A clear shift of power took place in the run up to 2009, as fishermen mobilised their allies with common sense and good data to influence annual stock management decisions by EU ministers, reports Peter O’Neill.

Fisheries' Commissioner Joe Borg (left) and Council President Michel Barnier face the press after the December herring breakthrough by fishermen. ©Council of the EU

The EU Commission (EC) and scientists had proposed what some berated as the 'blunt' instrument closure of West of Scotland herring boxes. This could have knocked out cod, haddock and whiting catches and holed the nephrops’ industry.

The closure proposal was finally abandoned by ministers, a recognition that fishermen can be trusted to be selective and work for sustainable, local management.

By 'frontloading' (getting some stock decisions out of the way earlier in the year) this meant ministers had more time at their the pre-Christmas 18-19 December Council meeting. The usual chaos was reduced to a few late-night skirmishes. Fishermen boldly rejected an initial herring compromise, shot their doors again and pulled in a resounding catch. The value added was that more 'real' fishermen’s data, not just 'scientific' models, not only made it onto the agenda but won the argument.

The moral: small groups of fishermen are easy to bypass, but their allies in regional and pan-European parliaments cannot be ignored by the EC and Council. All fishermen across the EU can benefit from early tactical planning, backed by their year-round data collection. This maximises their frontline position compared with scientists’ occasional test catches and modelling.

Scottish fishermen were ready for action after scientists, in early November, proposed fishery closure whenever the herring biomass might drop below 50,000t (there were other permutations which can be seen in the Council report*).

The European Parliament (EP) fisheries’ committee responded with a clear “No” and with others advocated an intelligent strategy. The same week, the matter was formally put into the Scottish Parliament (SP). Its agriculture and fisheries’ committee was officially briefed about the closure danger and linked risk to the ₤50m Scottish nephrops’ industry. Official Scottish government research says “Scotland takes about one third of the total world Nephrops [sic] landings, and is allocated the majority of the North Sea and Scottish west coast Total Allowable Catches (TAC)”.

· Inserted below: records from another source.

Issue #1202, opened 2018-03-19
[Fellowship Mini Site] Change button copy on lauch + helper text


taisdesouzalessa:
Once the applications launch, do the following changes on this page:
https://foundation.mozilla.org/fellowships/apply/

- [x] change button copy to "Apply to be a fellow today" 
- [x] button linking to Fluxx: https://mozilla.fluxx.io/user_sessions/new)  
- [x] add this helper copy: "Applications are due by 5 pm Eastern Time on April 20th, 2018. `<strong>` Make sure to register by April 18th `</strong>`."

@alanmoo adding you here to triage this issue. If needed, I can do those changes. I have the bandwidth.

@community-impact and @auremoser could you let us know here when this copy should change? 

cc: @xmatthewx adding you to the loop

auremoser:
Looks great, thank you @taisdesouzalessa , if we can bold the April 18th date that would be great. I just don't want people to miss it!

taisdesouzalessa:
good point, Aurelia :). Added this note to the original ticket :)

alanmoo:
@taisdesouzalessa If you want to open a PR labeled "Do not merge yet" you're welcome to take it on. If you can't assign it to Gavin.

taisdesouzalessa:
Sure, I can do it @alanmoo between today and tomorrow.

taisdesouzalessa:
@auremoser @community_impact here is how the button with the helper text will look like. I think having 2 dates there may be a bit confusing from the user's perspective. With the current copy, I made the whole "April 18th" line bold to try to alleviate that. Do we need to have those 2 dates?

<img width="822" alt="image" src="https://user-images.githubusercontent.com/22157921/37673783-5c4a0cfe-2c2e-11e8-9ac4-eed3a5ccb049.png">

annmarie123:
@taisdesouzalessa Yes we do as applicants who are registering for the first time, need to be approved by staff, thus we do not want last minute "help" emails about their application at 11pm Friday April 20th.

taisdesouzalessa:
Thanks for the context @annmarie123 - leaving it as is then :).

taisdesouzalessa:
@alanmoo PR is ready, assigned Gavin for review.

auremoser:
+1 to Ann Marie, it is confusing, but the reality is that if they don’t register by the 18th we probably won’t invite them to Fluxx in time to submit by the 20th. I’ve prepped a canned email to respond to any confusion!

[...]

PR #1205, opened 2018-03-20
Preparation of button for when applications open

taisdesouzalessa:
Related issue:  #1202
Summary: button copy changes + added helper text when we launch Fellowships application.

This is how this button should look like:
image


taisdesouzalessa:
This is ready to merge now and be tested on staging - could we do that @gvn @alanmoo ?

gvn:
It's merged and should be on staging in 5-10 minutes...

PR #15563, opened 2026-03-12
Add custom TopicSelectWidget for improved page topic selection

danielfmiranda:
# Description

#### New `TopicSelectWidget`
- Created a custom Django form widget in `foundation_cms/base/widgets.py` that replaces the default Wagtail tag picker for the page topics field. The built-in tag picker gives no visibility into what topics are available, making it easy to overlook or skip. The new widget shows all available topics in a searchable dropdown so editors can see their options at a glance.

#### Chip-based UI with searchable dropdown
- The widget renders a chip bar showing currently selected topics and a text input that filters the available topic list as you type. Topics are added as chips and can be removed individually. Keyboard support includes Backspace to remove the last chip, and clicking outside closes the dropdown.
- Styles live in `topic-select-widget.css`; interactivity in `topic-select-widget.js`; markup in `topic_select.html`.

#### Moved topics field below the title
- The `topics` field panel is now positioned directly below the title field, making it more prominent and encouraging editors to fill it in rather than leaving it buried further down the form.

# Screenshots

Screenshot 2026-04-01 at 7 20 45 PM

# Steps to test

1. Visit https://foundation-s-improve-to-uzlmb3.mofostaging.net/cms/pages/31532/edit/ and scroll down
2. Test out the new topics input

### DIFF
--- a/foundation_cms/templates/patterns/admin/topic_select.html
+++ b/foundation_cms/templates/patterns/admin/topic_select.html
@@ -8,7 +8,7 @@
     {% for topic in widget.selected %}
       <span class="ts-chip" data-value="{{ topic }}">
         {{ topic }}
-        <button type="button" aria-label="Remove {{ topic }}">&times;</button>
+        <button type="button" aria-label="Remove {{ topic }}">×</button>
       </span>
     {% endfor %}
     <input type="text"


danielfmiranda:
Hi @kevdmoz! An update to the topic selection experience is ready in the review app. I was wondering if you could take a look and let me know what you think please?

kevdmoz:
Hi @danielfmiranda I think this is looking great so far. One minor change in the help text here, "If a topic is unavailable, you can create it under Snippets > Page Topics." I would change it to "If a topic is unavailable, please reach out to StratComms for help." Since they are the decider on the tags that can be added to the site and we have restricted the access gorup to "Snippet Editor."

danielfmiranda:
Thanks @kevdmoz! I just updated to help text to point users to StratComms 👍

danielfmiranda:
Thanks @adalcima! Yeah confirming that this wont change any of the existing data. On the backend the relationship is the same. The migrations are only needed because we are updating the field's help text. THanks for taking a look!

PR #15572, opened 2026-03-13
Make SEO meta fields required on all pages

danielfmiranda:
# Description

#### Validation for required SEO meta fields

- Added a `clean()` method to `AbstractBasePage` that enforces `seo_title` and `search_description` as required fields on all pages inheriting from this base class.
- Errors surface inline on the correct fields in Wagtail's **Promote** tab when an editor attempts to publish without filling them in.
- Uses Django's `ValidationError` with field-level error mapping so each missing field highlights individually rather than showing a generic page-level error.
- Updated the homepage factory manifest to include `seo_title` and `search_description` so programmatic page creation (e.g. `load_redesign_data`) passes validation.

This was implemented via `clean()` rather than `blank=False` on the field definitions because `seo_title` and `search_description` are defined on Wagtail's core `Page` model (the `wagtailcore_page` table) and cannot be overridden in a subclass.

# Steps to test

1. Visit: https://foundation-s-make-meta--cmc3mx.mofostaging.net/cms/pages/3/edit/#tab-promote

Scottish MEP Struan Stevenson wrote the first report for the EP fisheries committee. A month later on 4 December, its plain facts, against closure and for intelligent management, were swept along by a tidal wave of all Europe’s MEPs who voted 529 for, 49 against with nine abstentions.

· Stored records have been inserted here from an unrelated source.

PR #15706, opened 2026-04-01
feat: restrict legacy page and snippet access to authorized group

danielfmiranda:
# Description

#### New \`access/legacy content editor\` Wagtail group
- A data migration creates this group, assigns all legacy model permissions to it, and removes those same permissions from the default \`access/content editor: no publishing access\` group. This means running \`migrate\` is all that's needed, no manual permission configuration required in any environment.
- The migration reverse is fully non-destructive: it deletes the legacy group and restores all legacy permissions back to the default content editor group, leaving the DB in the same state as before the migration ran.

#### Snippet access
- The migration removes legacy snippet permissions from the default content editor group, so unless you are a superuser or a member of the \`access/legacy content editor\` group, you will no longer have access to legacy snippets. Wagtail automatically hides the sidebar menu items for any snippets you don't have permission to access.

#### Page explorer and edit view restrictions
- \`construct_explorer_page_queryset\` hook: filters legacy pages out of the page explorer entirely for unauthorized users. Legacy page types are identified by their ContentType ID, using Django's built-in ContentType manager cache.
- \`before_edit_page\` hook: catches anyone who navigates directly to a legacy page edit URL and redirects them to the admin home with an error message.

# Screenshots
User with Legacy Access Role:
Screenshot 2026-04-03 at 9 58 08 AM

User without Legacy Access Role:
Screenshot 2026-04-03 at 9 53 19 AM

Admin:
image

# Steps to test

1. Visit https://foundation-s-legacy-pag-viktmy.mofostaging.net/cms/ without legacy role (UserName: \`testnonlegacyuser\`/ PW: \`WrongPassword123!\`)
2. Observe that no legacy stuff is not rendering in the CMS anymore
3. Visit https://foundation-s-legacy-pag-viktmy.mofostaging.net/cms/ **with** legacy role (UserName: \`testlegacyuser\`/ PW: \`WrongPassword123!\`)
4. Observe that no legacy stuff **is** rendering in the CMS. This user has both "accesscontent / no publishing access" and "access/ legacy content" roles.
5. Visit using SSO, (we all have admin roles)
6. Observe that nothing has changed.

### DIFF
--- a/requirements.in
+++ b/requirements.in
@@ -26,7 +26,7 @@ pygit2==1.14.0
 python-slugify
 requests
 social-auth-app-django
-wagtail==7.1.3
+wagtail==7.2.3
 wagtail-ab-testing
 wagtail-color-panel
 wagtail-factories
--- a/requirements.txt
+++ b/requirements.txt
@@ -70,6 +70,7 @@ django==4.2.29
     #   django-treebeard
     #   djangorestframework
     #   laces
+    #   modelsearch
     #   social-auth-app-django
     #   wagtail
     #   wagtail-footnotes
@@ -109,7 +110,9 @@ django-stubs-ext==5.2.8
 django-taggit==6.1.0
     # via wagtail
 django-tasks==0.8.1
-    # via wagtail
+    # via
+    #   modelsearch
+    #   wagtail
 django-treebeard==4.5.1
     # via wagtail
 djangorestframework==3.15.2
@@ -152,6 +155,8 @@ laces==0.1.2
     # via wagtail
 markdown==3.8.1
     # via django-pattern-library
+modelsearch==1.1.1
+    # via wagtail
 numpy==1.24.4
     # via
     #   scipy
@@ -265,7 +270,7 @@ urllib3==2.6.3
     #   sentry-sdk
 user-agents==2.2.0
     # via wagtail-ab-testing
-wagtail==7.1.3
+wagtail==7.2.3
     # via
     #   -r requirements.in
     #   wagtail-ab-testing


foundation_cms/legacy_apps/wagtailpages/migrations/0174_create_legacy_content_editor_group.py
```diff
@@ -0,0 +1,54 @@
...
+
+
+def create_legacy_group(apps, schema_editor):
+    Group = apps.get_model("auth", "Group")
+    Permission = apps.get_model("auth", "Permission")
+
+    legacy_group, _ = Group.objects.get_or_create(name=LEGACY_GROUP_NAME)
+
+    legacy_permissions = Permission.objects.filter(content_type__app_label__in=LEGACY_APP_LABELS)
+    legacy_group.permissions.set(legacy_permissions)
```
danielfmiranda: Assigns all model permissions for the legacy apps to the new group in one query. This is what allows Wagtail to automatically hide legacy snippet menu items for users not in this group.

foundation_cms/legacy_apps/wagtailpages/migrations/0174_create_legacy_content_editor_group.py
```diff
@@ -0,0 +1,54 @@
...
+
+    # Remove legacy permissions from the default content editor group so that only
+    # members of the legacy group (and superusers) can access legacy content.
+    try:
+        default_group = Group.objects.get(name=DEFAULT_GROUP_NAME)
```
danielfmiranda: Strips the legacy permissions from the default content editor group so regular editors lose access. Wrapped in a try/except because the default group may not exist in all environments (e.g. fresh local setups), and we should not fail the migration if it is missing.

kevdmoz:
@danielfmiranda it's looking good. I noticed "Snippets" are missing for both. Is that intentional?

danielfmiranda:
Hi @kevdmoz thanks for taking a look and for the catch. It turns out that was because neither of them were assigned the snippet editor group, which allows them access to the snippets tab which includes our new snippets.

I've updated their permissions. In the screenshots you will see that the **legacy** user now has access to the snippets tab (which will include new and legacy snippets) as well as the other (legacy) snippet groups in the sidebar.

The **non legacy** user now has access to the snippets tab but only the new snippets will show.

If there are any more questions or feedback, let me know! And thanks again

PR #15760, opened 2026-04-14
feat: add management command to remove network API blocks

danielfmiranda:
# Description

#### `remove_network_api_blocks` management command

- Adds a new Django management command that scans all Wagtail pages across all locales and removes blocks that depend on the network/Pulse API (`latest_profile_list`, `profile_by_id`, `profile_directory`).
- Supports a `--commit` flag to write changes to the database and republish affected pages. Runs in dry-run mode by default, printing a summary of what would be removed without touching the DB.
- Recursively handles blocks nested inside `StreamBlock` (value is a list) and `StructBlock` (value is a dict) — not just top-level stream items.
- Fixes a crash when extracting raw stream data from `StreamValue` objects: previously the fallback called `str()` on the value, which triggers Wagtail's HTML rendering path and fails for blocks like `ProfileById` that require a request context. The fix checks `_raw_data` directly and guards against calling `str()` on any `StreamValue` instance.

# Steps to test

1. Run in dry-run mode to verify output:
   ```
   docker compose run --rm backend python manage.py remove_network_api_blocks
   ```
2. Confirm the summary lists pages containing the target block types with no DB changes.
3. Run with `--commit` to apply:
   ```
   docker compose run --rm backend python manage.py remove_network_api_blocks --commit
   ```
4. Verify affected pages no longer contain `latest_profile_list`, `profile_by_id`, or `profile_directory` blocks and have been republished.


danielfmiranda:
Superseded by #15761

PR #15769, opened 2026-04-16
Petition Page Sosha social sharing toolkit integration

danielfmiranda:
# Description

Link to review app: https://foundation-s-sosha-test-u2qjdq.mofostaging.net/en/test-campaign-page/?state=sharing

This PR implements the following changes:
- Replaces share progress related fields in the CMS for a Sosha related field instead, where users can add the embed code generated by a sosha tool kit.
- Updates the templates accordingly to accomodate this change. The legacy share buttons no longer appear, but rather now just a sosha toolkit. 

# Screenshots

 CMS Before:
Screenshot 2026-05-07 at 16-00-52 Editing 2026 Instagram Encryption - Wagtail

 CMS After:
Screenshot 2026-05-07 at 15-57-22 Editing Sign-up form - Wagtail

Share State Before:
Screenshot 2026-05-07 at 16-00-03 Tell Meta Keep Encryption for Instagram Messages - Mozilla Foundation

Share state after:
Screenshot 2026-05-07 at 3 58 35 PM


danielfmiranda:
Hi @kevdmoz @nancyt1! QQ for the both of you:

Previously, the share progress buttons were not required, but, the "Copy to clipboard" button would still render even if both the Facebook and Email buttons were not rendering (since the fields were not filled in).

The Sosha Field is currently not required, but I was curious if I should make it so. Asking because when the field is not filled in, it just renders the "Not Right Now" button but with no options, so users may find it a little confusing: 
image


Thanks!

kevdmoz (approved):
lgtm!

nancyt1:
Can we put a default one right now and make it required? (So that it doesn't break other petitions pages) It doesn't make sense to leave it blank and I would assume the engagement team would always want a share option. cc @kevdmoz

> Hi @kevdmoz @nancyt1! QQ for the both of you:
> 
> Previously, the share progress buttons were not required, but, the "Copy to clipboard" button would still render even if both the Facebook and Email buttons were not rendering (since the fields were not filled in).
> 
> The Sosha Field is currently not required, but I was curious if I should make it so. Asking because when the field is not filled in, it just renders the "Not Right Now" button but with no options, so users may find it a little confusing: image
> 
> Thanks!

kevdmoz:
@danielfmiranda @nancyt1 Do not make it required right now since it'll take time to setup the Sosha toolkit/posts. I worry that live petitions will break when it is released. I think we can decide to make it a required field in the future when Sosha is more mature

adalcima (approved):
Code changes look good. Thanks @danielfmiranda

nancyt1:
@danielfmiranda @kevdmoz If we don't make it required then are we able to not show that share slide? If we can't, then I guess just remove the "maybe later" link.

danielfmiranda:
Hi @nancyt1! Per request of @kevdmoz, I have updated it to be conditional. So for example, if **no** sosha share code is set, the page will render the "Copy to clipboard" button still:
Screenshot 2026-05-11 at 16-48-22 Tell Meta Keep Encryption for Instagram Messages - Mozilla Foundation



Does that work with you? 

Thanks!

nancyt1:
@danielfmiranda yeah that works!

PR #15771, opened 2026-04-16
Django 5.2 Upgrade

robdivincenzo:
# Notice
Still WIP, and ready for next dev to pick up (see final testing note for hopefully last hurdle)

# Description

This PR contains the Django 5.2 upgrade alongside dependent changes for compatibility. Commits are generally grouped in category of changes and the summary is as follows:

- Bump requirements.in, requirements.txt, and dev-requirements.txt
  - `wagtail-localize-git` is now pinned specific commit SHA of a forked version of this that Django 5.2 / Wagtail 7+ compatible.
  - requirements have been compiled and synced, including dev requirements which appears to have not been sync'ed in some time
- Removing `adminsortable` mixin & new Cast() function
  - adminsortable is not maintained and compatible with Django 5.2. There is an adminsortable-2 which is, but this is only used in legacy_apps on the highlights model. It introduces an order field that editors can use. I've removed the library which will eliminate the editor UI to re-order these (which I think is fine for legacy content). I've left the order field since it already exists and will leave the existing order untouched. It will all be sunset later.
  - the `id` field in the legacy_apps profiles models.py needs to be explicitly cast to characters in order to concat
- Remove `wagtail-localize-git patch`
  - This was a necessary change to patch some code in `wagtail-localize-git` for wagtail 7 compatibility. I've patched it in the fork so this patch on the foundation site is no longer needed.
- New formatting via black-26.x removes parenthesis from tuple assignment, so there's a dozen files reformatted this way.
- Fix test compatibility
  - `test_year_choices` returning a list instead of tuple
  - Changing a `SimpleTestCase` to a `TestCase` because Django now requiring DB hit 

PS for devs: probably will need to rebuild your local after this is merged in.

Link to sample test page: https://foundation-s-tp1-3846-d-knhuou.mofostaging.net/en/
Related PRs/issues: TP1-3846

# To Test
1) Review the review app for functionality and ensure nothing is broken.
2) Although it works locally, I am now seeing that our factory images aren't loading on review apps... Something unresolved? Is this a Django 5.2 thing or something related to the new requirements / dev-requirements?


robdivincenzo:
Merged via #15885 , closing.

The Euro currency of mediaeval Europe, a barrel of herring, was back.

The cod conundrum, and all discard management, remain works in progress. The EC/scientific bloc must maximise cod’s resurgence, not over focus on waste. Witness the cited 2006 research by Catchpole et al. - 'waste”' from the Scottish nephrops’ fishery provides 37 per cent of food for scavenger fish.

Scottish fishermen will get some funding for what will be a major, tough reorganisation of their catch operations but the SP said it will fast track the funding.

A more sophisticated management approach, led by the fishermen, has won the day.